---- PROVIDED MATERIAL

PR #72, opened 2021-03-28
Use grapheme clusters in Text instead of char

### LINKED ISSUE #44: Rebuilding a frontend from a backend fails when using UTF-8 strings
Hi, 

For the project I work on, we often rebuild an automerge frontend from an automerge backend.

I noticed a crash when using UTF-8 characters inside a string. Here are the steps to reproduce : 

#### Reproduction 
```rust 

// This is an example of test string that fails. More examples below.
let test_str = String::from("🌍🌎🌏");

// Create a backend and frontend
let mut backend = automerge_backend::Backend::init();
let mut frontend = automerge_frontend::Frontend::new();

// Main data structure
let mut hashmap: HashMap<String, automerge_frontend::Value> = HashMap::new();
hashmap.insert(
    "key1".to_string(),
    automerge_frontend::Value::Text(test_str.chars().collect()),
);

// Create a "change" action, that sets the hashmap as root of my automerge document.
let change = automerge_frontend::LocalChange::set(
    automerge_frontend::Path::root(),
    automerge_frontend::Value::Map(hashmap, automerge_protocol::MapType::Map),
);

// Apply this change on the frontend
let change_request = frontend
    .change::<_, automerge_frontend::InvalidChangeRequest>(
        Some("set root object".into()),
        |frontend| {
            frontend.add_change(change)?;
            Ok(())
        },
    )
    .unwrap();

// We can notice that the state of the frontend is OK
println!("frontend state : {:?}", frontend.state());

// Trying to retrieve the root dict - this works with the original frontend
let root_dict: automerge_frontend::Value = frontend
    .get_value(&automerge_frontend::Path::root())
    .unwrap();

println!("root_dict {:?}", root_dict);

// Apply it on the backend
backend
    .apply_local_change(change_request.unwrap())
    .unwrap()
    .0;

// Create a new frontend
frontend = automerge_frontend::Frontend::new();

// Rebuild the frontend from the backend
frontend.apply_patch(backend.get_patch().unwrap());

// We can notice that the state of the frontend is NOT OK. 
println!("frontend state : {:?}", frontend.state());

// Trying to retrieve the root dict - this crashes, as the frontend has not been rebuilt properly.
let root_dict: automerge_frontend::Value = frontend
    .get_value(&automerge_frontend::Path::root())
    .unwrap();

```
#### Test cases 
Here is the list of all the strings I have tested and their status running the code above : 

| Test | Status
| --- | --- 
| `"Hello"` | Works
| `"السلام عليكم"` | Fails
| `"Dobrý den"` | Fails
| `"שָׁלוֹם"` | Fails
| `"नमस्ते"` | Fails
| `"こんにちは"` | Fails
| `"안녕하세요"` | Fails
| `"你好"` | Fails
| `"Olá"` | Fails
| `"Здравствуйте"` | Fails
| `"🌍🌎🌏"` | Fails

#### Stacktrace
I'm not sure it is very relevant, but I add it anyway. Notice that we use PyO3 to bind to python.

```
thread '<unnamed>' panicked at 'called `Option::unwrap()` on a `None` value', src/hashmap2.rs:283:14
stack backtrace:
   0:        0x1103905e4 - <std::sys_common::backtrace::_print::DisplayBacktrace as core::fmt::Display>::fmt::hcfc48256a5ab8835
   1:        0x1103ab9b0 - core::fmt::write::haf3903118f694c48
   2:        0x11038e0b6 - std::io::Write::write_fmt::h7385463ac87804ed
   3:        0x110391cef - std::panicking::default_hook::{{closure}}::h91bd4c58cf71392b
   4:        0x1103919bd - std::panicking::default_hook::h7bd29c87df967048
   5:        0x1103922bb - std::panicking::rust_panic_with_hook::hae2b05f08a320721
   6:        0x110391e3b - std::panicking::begin_panic_handler::{{closure}}::h72d68d3a77e0b718
   7:        0x110390a58 - std::sys_common::backtrace::__rust_end_short_backtrace::h7c5e286792f94edb
   8:        0x110391dfa - _rust_begin_unwind
   9:        0x1103c012f - core::panicking::panic_fmt::h1b194bb80d76fb10
  10:        0x1103c0087 - core::panicking::panic::hdb9dddaff64fd68b
  11:        0x11029f133 - jupyter_rtc_automerge::hashmap2::HashmapDocument::test_utf8::h193fd5e9fe887717
  12:        0x110296977 - jupyter_rtc_automerge::hashmap2::__init8698952135223600566::__wrap::{{closure}}::h79f502163f7d59bc
  13:        0x1102a20fc - jupyter_rtc_automerge::hashmap2::__init8698952135223600566::__wrap::h287fa5e7c76fc49c
  14:        0x10fe6e4e8 - __PyMethodDef_RawFastCallKeywords
  15:        0x10fe7ae24 - __PyMethodDescr_FastCallKeywords
  16:        0x10ffaad65 - _call_function
  17:        0x10ffa79ed - __PyEval_EvalFrameDefault
  18:        0x10ff9c34a - __PyEval_EvalCodeWithName
  19:        0x10ffffb80 - _PyRun_FileExFlags
  20:        0x10fffeff7 - _PyRun_SimpleFileExFlags
  21:        0x11002cccf - _pymain_main
  22:        0x10fe408dd - _main
```

If I can provide any other information to help you fix this, please let me know.

Best regards.

jeffa5:
`char` is not what users typically expect as a 'letter' so we should use
grapheme clusters instead. These can't always be represented as single
rust `char` types so the `Text` now stores a `Vec` of single grapheme `String`s.

Fixes #44 

While this makes sense from the rust side I'm not sure if it has an effect on the javascript implementation compatability. Also, not sure of its affect on the binary encoding from the javascript side again.

### DIFF
--- a/automerge-frontend/Cargo.toml
+++ b/automerge-frontend/Cargo.toml
@@ -15,6 +15,7 @@ uuid = { version = "^0.8.2", features=["v4"] }
 maplit = "1.0.2"
 thiserror = "1.0.16"
 im-rc = "15.0.0"
+unicode-segmentation = "1.7.1"
 
 [dev-dependencies]
 automerge-backend = { path = "../automerge-backend" }
--- a/automerge-frontend/src/mutation.rs
+++ b/automerge-frontend/src/mutation.rs
@@ -3,6 +3,7 @@ use crate::state_tree::{LocalOperationResult, SetOrInsertPayload, StateTree, Tar
 use crate::value::{Cursor, Primitive, Value};
 use crate::{Path, PathElement};
 use automerge_protocol as amp;
+use unicode_segmentation::UnicodeSegmentation;
 
 pub trait MutableDocument {
     fn value_at_path(&self, path: &Path) -> Option<Value>;
@@ -189,11 +190,11 @@ impl MutableDocument for MutationTracker {
                             }
                             (PathElement::Index(i), Target::Text(ref text)) => match value {
                                 Value::Primitive(Primitive::Str(s)) => {
-                                    if s.len() == 1 {
+                                    if s.graphemes(true).count() == 1 {
                                         let payload = SetOrInsertPayload {
                                             start_op: self.max_op + 1,
                                             actor: &self.actor_id.clone(),
-                                            value: s.chars().next().unwrap(),
+                                            value: s.clone(),
                                         };
                                         self.apply_state_change(text.set(*i, payload)?);
                                         Ok(())
@@ -339,11 +340,11 @@ impl MutableDocument for MutationTracker {
                             }
                             (Target::Text(text_target), val) => match val {
                                 Value::Primitive(Primitive::Str(s)) => {
-                                    if s.len() == 1 {
+                                    if s.graphemes(true).count() == 1 {
                                         let payload = SetOrInsertPayload {
                                             start_op: self.max_op + 1,
                                             actor: &self.actor_id.clone(),
-                                            value: s.chars().next().unwrap(),
+                                            value: s.clone(),
                                         };
                                         self.apply_state_change(
                                             text_target.insert(*index, payload)?,
--- a/automerge-frontend/src/state_tree/diffable_sequence.rs
+++ b/automerge-frontend/src/state_tree/diffable_sequence.rs
@@ -1,4 +1,4 @@
-use super::{DiffApplicationResult, DiffToApply, MultiChar, MultiValue, StateTreeChange};
+use super::{DiffApplicationResult, DiffToApply, MultiGrapheme, MultiValue, StateTreeChange};
 use crate::error::InvalidPatch;
 use automerge_protocol as amp;
 use std::collections::HashMap;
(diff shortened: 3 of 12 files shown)


alexjg:
This is great stuff, I'm going to go ahead and merge. I am a little concerned about performance as the code paths relating to inserting and removing characters are some of the hottest parts of the frontend. However, it's going to change reasonably substantially when the new sequence patch format is merged (I have a branch with the implementation which I keep up to date with `main`, I'm just waiting for the JS branch to merge before putting in a PR). Once that's done then I think we should revisit performance and perhaps consider adding some benchmarks to CI.

ept:
Nice! I agree that text should best be segmented by grapheme cluster. I also looked into adding something like this on the JS side, but I was a bit hesitant about adding a dependency that would increase the code size. Am I right in understanding that the dependency on the unicode-segmentation crate is only in the Rust frontend, so it won't affect the size of the compiled wasm module?

In terms of compatibility between JS and Rust, I think both backends should allow each text "character" to be any sequence of unicode code points. The segmentation into grapheme clusters should happen once when the text is first inserted on the frontend, and thereafter everything else just preserves the segmentation that was initially performed. This gives us robustness in case the rules for grapheme cluster segmentation change (which I believe could happen from one version of the Unicode standard to the next).

alexjg:
Yeah this dependency will only be pulled in by applications using the Rust frontend, the backend is completely agnostic to the segmentations as you describe.

PR #78, opened 2021-03-30
Remove Rc from the backend

### LINKED ISSUE #75: Should the backend be Send + Sync?
Given the ideas proposing to have a single backend with multiple frontends I think it would make sense for the backend to be `Send` + `Sync`. This means we could send a backend across threads as well as use it in shared memory settings with, for example, a `Mutex`. I can see this being particularly useful for server implementations in Rust where clients for a document may not always land on the same thread.

Basically this comes down to replacing instances of `Rc` with either `Arc` or removing them if they aren't necessary. Also we'd need to switch from `im_rc` to `im` which has a minor performance penalty I believe.

I'm not sure of the impact of this on wasm but think it should still work the same. I've got an example branch of this [here](https://github.com/jeffa5/automerge-rs/tree/remove-rc)

jeffa5:
This mechanically removes `Rc` from the backend code. There weren't any major issues so it seems as though it wasn't needed.

If someone has more knowledge on why it was needed I'd be happy to hear.

Fixes #75

### DIFF
--- a/automerge-backend/src/backend.rs
+++ b/automerge-backend/src/backend.rs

--------

→ EXERCISE
Your job is to return all lines above that hold the word "closure".

→ SOLUTION FOR THIS EXERCISE
   3:        0x110391cef - std::panicking::default_hook::{{closure}}::h91bd4c58cf71392b
   6:        0x110391e3b - std::panicking::begin_panic_handler::{{closure}}::h72d68d3a77e0b718
  12:        0x110296977 - jupyter_rtc_automerge::hashmap2::__init8698952135223600566::__wrap::{{closure}}::h79f502163f7d59bc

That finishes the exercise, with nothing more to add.